Thanks for this Nico. Your tale emphasizes knowing your game and careful stalking. We cannot always guarantee an immediate kill, no matter what our weapon. But we can do our best to dispatch wounded game as quickly as possible, as you did here.

The dinner sounds wonderful. I have eaten chicken in a mole sauce and found it very, very tasty. I have never cooked it myself, but now my mouth is watering! Perhaps I will break down and try my hand at it before long.

Cheers ... Charles


----------



## Jacktrevally (Feb 14, 2011)

My hat is off Nico.

Jungle fowls are not easy to get and are very tough birds.

We have a national holiday for the 1st and 2nd of Nov.

This is a jungle fowl I spotted a couple of weeks ago while hunting early morning.

http://postimage.org/image/2clv3exk4/


----------



## ZDP-189 (Mar 14, 2010)

I'm glad it didn't suffer much. It's hard to hit a sleeping bird in the head at 15 feet from directly below, because chickens have their heads on top of their body. But that's just theory. Carry on.


----------



## Blue Danube (Sep 24, 2011)

Nico, thank you for sharing your story and your respectful dinner should be a lesson for all of us, what type Chile did you use for the Mole sauce, I am partial to Chipotles for a lot of cooking.

The native (Aztec?
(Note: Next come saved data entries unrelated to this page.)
PR #245, opened 2019-02-09
Dot files with generic peer ids

jeanphilippeD:
Allow replay dump graphs that contain peer Ids not in our list of hard coded names.
It is the initial step in replaying dump graph from routing tests, but does not handle peer ids with the same initial (multi-char short name), or non alpha numerical characters yet(id sanitizing).

Add smoke test to support this current and future development.
Note: .dot file does not contain everything, so we need to ignore some things in our comparison:
- consensus history: the .dot file does not contain the last consensused block as the dump occurs before it is added to the history
- The graph of events may contain a fake request that send us the remaining gossip events if the dump graph was produced on a gossip event that was not ours (consensus when processing another peer gossip event).

### DIFF
--- a/src/dev_utils/dot_parser.rs
+++ b/src/dev_utils/dot_parser.rs
@@ -35,6 +35,7 @@ use pom::char_class::{alphanum, digit, hex_digit, multispace, space};
 use pom::parser::*;
 use pom::Result as PomResult;
 use pom::{DataInput, Parser};
+use std::cell::RefCell;
 use std::collections::{BTreeMap, BTreeSet};
 use std::fs::File;
 use std::io::{self, Read};
@@ -76,16 +77,45 @@ struct ParsedFile {
     meta_election: ParsedMetaElection,
 }
 
-type ParserCtxRc = Rc<ParserCtx>;
-
-struct ParserCtx {}
+struct ParserCtx {
+    peer_ids: RefCell<BTreeMap<String, PeerId>>,
+}
 
 impl ParserCtx {
     fn new_rc() -> Rc<Self> {
-        Rc::new(ParserCtx {})
+        Rc::new(ParserCtx {
+            peer_ids: RefCell::new(BTreeMap::new()),
+        })
+    }
+
+    fn populate_peer_ids(&self, peer_list: &ParsedPeerList) {
+        *self.peer_ids.borrow_mut() = peer_list
+            .0
+            .keys()
+            .map(|id| (id.id().to_string(), id.clone()))
+            .collect();
+    }
+
+    fn peer_id_from_short_name(&self, short_name: char) -> PeerId {
+        use std::ops::Bound::{Included, Unbounded};
+
+        let peer_ids = self.peer_ids.borrow();
+        let search_short_name = short_name.to_string();
+
+        // The full name will be the first greater or equal full name
+        let mut range = peer_ids.range((Included(search_short_name), Unbounded));
+        if let Some((_name, peer_id)) = range.next() {
+            return peer_id.clone();
+        }
+
+        panic!(
+            "cannot find a name starts with {:?} within {:?}",
+            short_name, peer_ids
+        )
     }
 }
-fn parse_file(ctx: &ParserCtxRc) -> Parser<u8, ParsedFile> {
+
+fn parse_file(ctx: &Rc<ParserCtx>) -> Parser<u8, ParsedFile> {
     (parse_our_id() + parse_peer_list(ctx) + parse_graph() + parse_meta_election(ctx) - parse_end())
         .map(|(((our_id, peer_list), graph), meta_election)| ParsedFile {
             our_id,
@@ -110,12 +140,18 @@ fn parse_our_id() -> Parser<u8, PeerId> {
 #[derive(Debug)]
 struct ParsedPeerList(BTreeMap<PeerId, PeerState>);
 
-fn parse_peer_list(_ctx: &ParserCtxRc) -> Parser<u8, ParsedPeerList> {
+fn parse_peer_list(ctx: &Rc<ParserCtx>) -> Parser<u8, ParsedPeerList> {
     let list_defs =
         comment_prefix() * seq(b"peer_list: {") * next_line() * parse_peer().repeat(0..)
             - comment_prefix()
             - sym(b'}') * next_line();
-    list_defs.map(|defs| ParsedPeerList(defs.into_iter().collect()))
+
+    let ctx = Rc::clone(ctx);
+    list_defs.map(move |defs| {
+        let peer_list = ParsedPeerList(defs.into_iter().collect());
+        ctx.populate_peer_ids(&peer_list);
+        peer_list
+    })
 }
 
 fn parse_peer() -> Parser<u8, (PeerId, PeerState)> {
@@ -355,7 +391,7 @@ struct ParsedMetaEvent {
     meta_votes: BTreeMap<PeerId, Vec<MetaVote>>,
 }
 
-fn parse_meta_election(ctx: &ParserCtxRc) -> Parser<u8, ParsedMetaElection> {
+fn parse_meta_election(ctx: &Rc<ParserCtx>) -> Parser<u8, ParsedMetaElection> {
     seq(b"/// ===== meta-elections =====")
         * next_line()
         * (parse_consensus_history() - next_line()
@@ -526,7 +562,7 @@ fn parse_transaction() -> Parser<u8, String> {
 }
 
 fn parse_meta_events(
-    ctx: &ParserCtxRc,
+    ctx: &Rc<ParserCtx>,
 ) -> Parser<u8, BTreeMap<String, (ObservationMap, ParsedMetaEvent)>> {
     (comment_prefix()
         * seq(b"meta_events: {")
@@ -539,7 +575,7 @@ fn parse_meta_events(
 }
 
 fn parse_single_meta_event(
-    ctx: &ParserCtxRc,
+    ctx: &Rc<ParserCtx>,
 ) -> Parser<u8, (String, (ObservationMap, ParsedMetaEvent))> {
     comment_prefix() * parse_event_id() - seq(b" -> {") - next_line()
         + parse_meta_event_content(ctx)
@@ -548,7 +584,7 @@ fn parse_single_meta_event(
         - next_line()
 }
 
-fn parse_meta_event_content(ctx: &ParserCtxRc) -> Parser<u8, (ObservationMap, ParsedMetaEvent)> {
+fn parse_meta_event_content(ctx: &Rc<ParserCtx>) -> Parser<u8, (ObservationMap, ParsedMetaEvent)> {
     (parse_observees() + parse_interesting_content() + parse_meta_votes(ctx).opt()).map(
         |((observees, observation_map), meta_votes)| {
             let interesting_content = observation_map.iter().map(|(key, _)| *key).collect();
@@ -584,7 +620,7 @@ fn parse_interesting_content() -> Parser<u8, ObservationMap> {
     })
 }
 
-fn parse_meta_votes(ctx: &ParserCtxRc) -> Parser<u8, BTreeMap<PeerId, Vec<MetaVote>>> {
+fn parse_meta_votes(ctx: &Rc<ParserCtx>) -> Parser<u8, BTreeMap<PeerId, Vec<MetaVote>>> {
     (comment_prefix()
         * seq(b"meta_votes: {")
         * next_line()
@@ -596,15 +632,17 @@ fn parse_meta_votes(ctx: &ParserCtxRc) -> Parser<u8, BTreeMap<PeerId, Vec<MetaVo
     .map(|v| v.into_iter().collect())
 }
 
-fn parse_peer_meta_votes(_ctx: &ParserCtxRc) -> Parser<u8, (PeerId, Vec<MetaVote>)> {
+fn parse_peer_meta_votes(ctx: &Rc<ParserCtx>) -> Parser<u8, (PeerId, Vec<MetaVote>)> {
     let peer_line = comment_prefix() * is_a(alphanum).map(char::from) - seq(b": ")
         + parse_meta_vote()
         - next_line();
     let next_line = comment_prefix() * parse_meta_vote() - next_line();
-    (peer_line + next_line.repeat(0..)).map(|((peer_initial, first_mv), other_mvs)| {
+    let ctx = Rc::clone(ctx);
+
+    (peer_line + next_line.repeat(0..)).map(move |((peer_short_name, first_mv), other_mvs)| {
         let mut mvs = vec![first_mv];
         mvs.extend(other_mvs);
-        (PeerId::from_initial(peer_initial), mvs)
+        (ctx.peer_id_from_short_name(peer_short_name), mvs)
     })
 }
 
--- a/src/dev_utils/dot_parser.rs
+++ b/src/dev_utils/dot_parser.rs
@@ -39,6 +39,7 @@ use std::collections::{BTreeMap, BTreeSet};
 use std::fs::File;
 use std::io::{self, Read};
 use std::path::Path;
+use std::rc::Rc;
 use std::str::FromStr;
 
 pub const HEX_DIGITS_PER_BYTE: usize = 2;
@@ -75,15 +76,23 @@ struct ParsedFile {
     meta_election: ParsedMetaElection,
 }
 
-fn parse_file() -> Parser<u8, ParsedFile> {
-    (parse_our_id() + parse_peer_list() + parse_graph() + parse_meta_election() - parse_end()).map(
-        |(((our_id, peer_list), graph), meta_election)| ParsedFile {
+type ParserCtxRc = Rc<ParserCtx>;
+
+struct ParserCtx {}
+
+impl ParserCtx {
+    fn new_rc() -> Rc<Self> {
+        Rc::new(ParserCtx {})
+    }
+}
+fn parse_file(ctx: &ParserCtxRc) -> Parser<u8, ParsedFile> {
+    (parse_our_id() + parse_peer_list(ctx) + parse_graph() + parse_meta_election(ctx) - parse_end())
+        .map(|(((our_id, peer_list), graph), meta_election)| ParsedFile {
             our_id,
             peer_list,
             graph,
             meta_election,
-        },
-    )
+        })
 }
 
 fn parse_peer_id() -> Parser<u8, PeerId> {
@@ -101,7 +110,7 @@ fn parse_our_id() -> Parser<u8, PeerId> {
 #[derive(Debug)]
 struct ParsedPeerList(BTreeMap<PeerId, PeerState>);
 
-fn parse_peer_list() -> Parser<u8, ParsedPeerList> {
+fn parse_peer_list(_ctx: &ParserCtxRc) -> Parser<u8, ParsedPeerList> {
     let list_defs =
         comment_prefix() * seq(b"peer_list: {") * next_line() * parse_peer().repeat(0..)
             - comment_prefix()
@@ -346,7 +355,7 @@ struct ParsedMetaEvent {
     meta_votes: BTreeMap<PeerId, Vec<MetaVote>>,
 }
 
-fn parse_meta_election() -> Parser<u8, ParsedMetaElection> {
+fn parse_meta_election(ctx: &ParserCtxRc) -> Parser<u8, ParsedMetaElection> {
     seq(b"/// ===== meta-elections =====")
         * next_line()
         * (parse_consensus_history() - next_line()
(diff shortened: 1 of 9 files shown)


src/dev_utils/dot_parser.rs
```diff
@@ -75,61 +77,107 @@ struct ParsedFile {
...
+        - parse_end(ctx))
+    .map(|(((our_id, peer_list), graph), meta_election)| ParsedFile {
+        our_id,
+        peer_list,
+        graph,
+        meta_election,
+    })
+}
+
+fn parse_peer_id(_ctx: &ParserCtxRc) -> Parser<u8, PeerId> {
```
maqi: seems `_ctx` doesn't need to be passed down?

maqi: seems `_ctx` doesn't need to be passed down?

src/dev_utils/dot_parser.rs
```diff
@@ -75,61 +77,107 @@ struct ParsedFile {
...
         .repeat(1..)
         .collect()
         .convert(String::from_utf8)
         .map(|s| PeerId::new(&s))
 }
 
-fn parse_our_id() -> Parser<u8, PeerId> {
-    comment_prefix() * seq(b"our_id: ") * parse_peer_id() - next_line()
+fn parse_our_id(ctx: &ParserCtxRc) -> Parser<u8, PeerId> {
+    comment_prefix() * seq(b"our_id: ") * parse_peer_id(ctx) - next_line()
```
maqi: doesn't need to pass `ctx` down?

src/dev_utils/dot_parser.rs
```diff
@@ -75,61 +77,107 @@ struct ParsedFile {
...
+    let state = seq(b"PeerState(") * list(parse_single_state(ctx), sym(b'|')) - sym(b')');
     state.map(|states| {
         states
             .into_iter()
             .fold(PeerState::inactive(), |s1, s2| s1 | s2)
     })
 }
 
-fn parse_single_state() -> Parser<u8, PeerState> {
+fn parse_single_state(_ctx: &ParserCtxRc) -> Parser<u8, PeerState> {
```
maqi: seems `_ctx` doesn't need to be passed down?

src/dev_utils/dot_parser.rs
```diff
@@ -75,61 +77,107 @@ struct ParsedFile {
...
 
-fn parse_peer() -> Parser<u8, (PeerId, PeerState)> {
-    comment_prefix() * parse_peer_id() - seq(b": ") + parse_peer_state() - next_line()
+fn parse_peer(ctx: &ParserCtxRc) -> Parser<u8, (PeerId, PeerState)> {
+    comment_prefix() * parse_peer_id(ctx) - seq(b": ") + parse_peer_state(ctx) - next_line()
 }
 
-fn parse_peer_state() -> Parser<u8, PeerState> {
-    let state = seq(b"PeerState(") * list(parse_single_state(), sym(b'|')) - sym(b')');
+fn parse_peer_state(ctx: &ParserCtxRc) -> Parser<u8, PeerState> {
```
maqi: doesn't need to pass `ctx` down?

src/dev_utils/dot_parser.rs
```diff
@@ -75,61 +77,107 @@ struct ParsedFile {
...
+    list_defs.map(move |defs| {
+        let peer_list = ParsedPeerList(defs.into_iter().collect());
+        ctx.populate_peer_ids(&peer_list);
+        peer_list
+    })
 }
 
-fn parse_peer() -> Parser<u8, (PeerId, PeerState)> {
-    comment_prefix() * parse_peer_id() - seq(b": ") + parse_peer_state() - next_line()
+fn parse_peer(ctx: &ParserCtxRc) -> Parser<u8, (PeerId, PeerState)> {
```
maqi: doesn't need to pass `ctx` down?

src/dev_utils/dot_parser.rs
jeanphilippeD: The functions that needs it is pretty deep, so we would not save that many context passing.
The reason I passed it to all parse function is that it seemed a lot clearer to have it consistently instead of on some and not others. If they were member functions (as I originally wrote it), they would all have &self (and it would not mention that it is unused).

I had a note in the commit comment:
```
We could make all the parse function member functions, however, in order to
use a field within a closure used for parsing, Rc need to be used, so it seem
cleaner to pass this Rc in all parse functions. (Also it seem more readable
and avoid unecessary changes).

The context is given to all the 'parse_*' functions for consistency, as it they
all were member functions with ctx as self.
```

maqi: hmm, but it seems causing many un-necessary changes to the file.
Also, I think we are supposed to avoid using `_` parameter, unless there is a very strong reason that particular parameter shall be retained for later on usage. However `consistency` is not a strong reason?

src/dev_utils/dot_parser.rs
```diff
@@ -75,15 +77,54 @@ struct ParsedFile {
     meta_election: ParsedMetaElection,
 }
 
-fn parse_file() -> Parser<u8, ParsedFile> {
-    (parse_our_id() + parse_peer_list() + parse_graph() + parse_meta_election() - parse_end()).map(
-        |(((our_id, peer_list), graph), meta_election)| ParsedFile {
+type ParserCtxRc = Rc<ParserCtx>;
+
+struct ParserCtx {
```
maqi: I am not sure, however if there is only one member, normally we prefer `ParserCtx()` instead of `ParserCtx{}`

src/dev_utils/dot_parser.rs
```diff
@@ -75,15 +77,54 @@ struct ParsedFile {
...
+}
+
+impl ParserCtx {
+    fn new_rc() -> Rc<Self> {
+        Rc::new(ParserCtx {
+            peer_ids: RefCell::new(BTreeMap::new()),
+        })
+    }
+
+    fn populate_peer_ids(&self, peer_list: &ParsedPeerList) {
```
maqi: maybe `peer_ids_from_peer_list` to be consistenet with the other function?

src/dev_utils/dot_parser.rs
```diff
@@ -714,7 +768,8 @@ impl ParsedContents {
 
 /// Read a dumped dot file and return with parsed event graph and associated info.
 pub(crate) fn parse_dot_file<P: AsRef<Path>>(full_path: P) -> io::Result<ParsedContents> {
-    let result = unwrap!(read(File::open(full_path)?));
+    let name: Option<String> = full_path.as_ref().to_str().map(|s| s.to_string());
+    let result = unwrap!(read(File::open(full_path)?), "read: {:?}", name);
```
maqi: this `name` is only for the unwrap print out? maybe it's un-necessary?

src/dev_utils/record.rs
```diff
@@ -241,19 +241,36 @@ fn extract_genesis_group<'a>(
...
     use super::*;
-    use crate::parsec::assert_same_events;
-
-    #[test]
-    fn smoke() {
-        let path = "input_graphs/benches/minimal.dot";
+    use crate::parsec::get_graph_snapshot;
 
+    /// Run smoke test using given dot file
+    /// ignore_last_event = true if replay needed to generate a fake request to pass the remaining gossip events
```
maqi: there is only `ignore_last_events`, and it is usize ?

src/dev_utils/record.rs
```diff
@@ -241,19 +241,36 @@ fn extract_genesis_group<'a>(
...
+    fn smoke(path: &str, ignore_last_events: usize) {
         let contents = unwrap!(parse_dot_file(path));
         let expected = Parsec::from_parsed_contents(contents);
+        let expected_events = get_graph_snapshot(&expected, 0 /* No events to skip */);
```
maqi: better put comment separately above the line?
same to the other places.

src/gossip/graph/mod.rs
```diff
@@ -222,11 +222,24 @@ pub(crate) mod snapshot {
...
-    pub(crate) struct GraphSnapshot(BTreeSet<EventHash>);
+    pub(crate) struct GraphSnapshot(pub BTreeSet<EventHash>);
 
     impl GraphSnapshot {
         pub fn new<P: PublicId>(graph: &Graph<P>) -> Self {
-            GraphSnapshot(graph.iter().map(|event| *event.hash()).collect())
+            Self::new_with_ignore(graph, 0)
+        }
+
+        pub fn new_with_ignore<P: PublicId>(graph: &Graph<P>, ignore_last_events: usize) -> Self {
```
maqi: better have a comment saying : the number of last events will be ignored?

src/parsec.rs
```diff
@@ -2373,13 +2375,11 @@ impl<T: NetworkEvent, S: SecretId> DerefMut for TestParsec<T, S> {
     }
 }
 
-/// Assert that the two parsec instances have the same events modulo their insertion order.
+/// Get the parsec instances inserted events out of order.
```
maqi: hmmm....    `Get the parsec instances with inserted events out of order.` ?

src/dev_utils/dot_parser.rs
jeanphilippeD: This is a generic structure meant to pass anything (i.e it stand in for &self). With `ParserCtx()`  the member would not have a name so it would not be clear what it is for. I'd rather avoid that, and quite keen to have to rename ParserCtx to `ParserCtxPeerIds` which i think would not reflect the design intent.

src/dev_utils/dot_parser.rs
jeanphilippeD: one is an accessor, this one modify the list.

it could be called `set_peer_ids`, but I would think a `set` function would take the `BTreeMap<String, PeerId>` as argument, that is why I prefixed it with populate.

src/dev_utils/dot_parser.rs
jeanphilippeD: I added it because it made it so much simpler to read the error message. This is an error message that come up every time there is a parsing error, so pretty much every time work is done on the dot_parser.  The next step is to open this file to look where this error occurs.

src/dev_utils/record.rs
jeanphilippeD: Good catch, need to update that comment

src/parsec.rs
jeanphilippeD: Thanks, yes that comment update wasn't well thought trough. will use your version.

src/dev_utils/dot_parser.rs
maqi: if so, could you make the error message more explicit, say: failed to read {:?} ?

src/dev_utils/record.rs
jeanphilippeD: Used a named constant (same for the others).

src/parsec.rs
jeanphilippeD: No, that is not right, we are not getting a Parsec instances we are getting events. Will try to reformulate.

benches/bench.rs
```diff
@@ -69,7 +69,7 @@ use std::cmp;
 
 #[cfg(feature = "testing")]
 fn bench(c: &mut Criterion) {
-    for name in &["minimal", "static", "dynamic"] {
+    for name in &["minimal", "minimal_annie", "static", "dynamic"] {
```
madadam: I might be missing something, but why are you adding this to benchmarks? It looks to me the purpose is to test that non-standard peer names don't break the dot parser. Why do we also need to benchmark it?

jeanphilippeD: A couple of reasons, but I hesitated a lot for that.

The main one, most sensible one, is that I wanted to ensure the benchmark are working, in particular, they compare the consensus history at the end, and I don't think the smoke test does 

Also, I felt it made sense to make the 2(and then 3) smoke test use files from the same directory, and it would have felt weird to not have it in benchmark.

madadam: I feel this makes things confusing. We are overloading the meaning of benchmarks. I'd maybe expand the smoke test to check the consensus history too, or write a separate tests for that instead. The last point feels weak. I'm OK with reusing dot files from other tests/benchmarks, but putting a unrelated dot file among the existing benchmarks just to have them all in the same directory causes more harm than good in my opinion.

jeanphilippeD: Good point, I'll try to update the smoke test.

jeanphilippeD:
The last 2 fixup commits address Adams comment.

src/dev_utils/record.rs
```diff
@@ -241,19 +241,88 @@ fn extract_genesis_group<'a>(
...
+        fn new_with_one_trucated_element(hashes: &'th [Hash]) -> Self {
+            Self {
+                actual_len: hashes.len(),
+                hashes: &hashes[0..cmp::max(hashes.len(), 1) - 1],
+            }
+        }
+    }
+
+    /// Run smoke test using given dot file
+    /// Use ignore_last_event to skip fake request that replay generates to send remaining gossip events.
```
maqi: `ignore_last_event` or `ignore_last_events` ?

src/dev_utils/dot_parser.rs
```diff
@@ -75,15 +76,23 @@ struct ParsedFile {
     meta_election: ParsedMetaElection,
 }
 
-fn parse_file() -> Parser<u8, ParsedFile> {
-    (parse_our_id() + parse_peer_list() + parse_graph() + parse_meta_election() - parse_end()).map(
-        |(((our_id, peer_list), graph), meta_election)| ParsedFile {
+type ParserCtxRc = Rc<ParserCtx>;
```
pierrechevalier83: I don't really see the value in this type alias. Given it doesn't shorten the type much or provide an abstraction that's particularly easy to reason about, I see it as just adding an unnecessary level of indirection.

src/dev_utils/dot_parser.rs
```diff
@@ -101,7 +110,7 @@ fn parse_our_id() -> Parser<u8, PeerId> {
 #[derive(Debug)]
 struct ParsedPeerList(BTreeMap<PeerId, PeerState>);
 
-fn parse_peer_list() -> Parser<u8, ParsedPeerList> {
+fn parse_peer_list(_ctx: &ParserCtxRc) -> Parser<u8, ParsedPeerList> {
```
pierrechevalier83: Nitpick: (Feel free to ignore but maybe keep in mind for next time)
Just a comment in general: a commit should do one thing. I think this commit does less than one thing: without reading further commits, it is not obvious that this should be done. I would probably have squashed this with a subsequent commit to have a commit that presents one conceptual unit.

src/dev_utils/dot_parser.rs
```diff
@@ -78,13 +79,44 @@ struct ParsedFile {
...
+
+        let peer_ids = self.peer_ids.borrow();
+        let search_short_name = short_name.to_string();
+
+        // The full name will be the first greater or equal full name
+        let mut range = peer_ids.range((Included(search_short_name), Unbounded));
+        if let Some((_name, peer_id)) = range.next() {
+            return peer_id.clone();
+        }
+
```
pierrechevalier83: I think it would make sense to also panic if there is more than one match for that initial. It would make the contract more explicit/catch possible misuses.

src/mock.rs
```diff
@@ -66,18 +66,39 @@ impl PeerId {
         }
     }
 
+    #[cfg(not(feature = "mock"))]
+    fn new_with_keypair(id: &str) -> Self {
+        Self::new_with_random_keypair(id)
+    }
+
+    #[cfg(feature = "mock")]
```
pierrechevalier83: Should it be for the `mock` feature or for the `testing` feature? Does this mean that some of the tests won't work correctly with real crypto?

jeanphilippeD:
squashed.

src/mock.rs
```diff
@@ -66,18 +66,39 @@ impl PeerId {
...
+    fn new_with_deterministic_keypair(id: &str) -> Self {
+        use crate::hash::Hash;
+        use rand::{SeedableRng, XorShiftRng};
+        use safe_crypto::init_with_rng;
+
+        let name_hash = Hash::from(id.as_bytes());
+        let seed = name_hash
+            .as_bytes()
+            .chunks_exact(4)
+            .map(|bytes| u32::from_le_bytes([bytes[0], bytes[1], bytes[2], bytes[3]]))
```
pierrechevalier83: since this 0, 1, 2, 3, pattern is done twice in the same function; maybe it's worth extracting into a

Mayan?) Hot Chocolate drink with Chiles is on my to do list for this winter..


----------



## Nico (Sep 10, 2010)

Thank you for the comments Hrawk, Charles, Jacktrevally and Blue

Well Blue throughout Prehispanic Mesoamerica both groups the Quiche' (Maya) and Nahua (Aztec) were very fond of the use of Cacao (Chocolate) infact during the time of the Nahua (Aztec) Empire the cacao seeds were also used as currency a small rabbit was worth 30 of these seeds in the market (according historical notes) in addition to making the ritual beverage.

Many a Mole' Sauce is made different as some do not use chocolate like Adobo Mole there Chile de arbol is great, but pasilla is also good for the chocolate based Mole'. Its all a matter of personal preference as in all cooking styles and recipes vary much like the slingshots we use. 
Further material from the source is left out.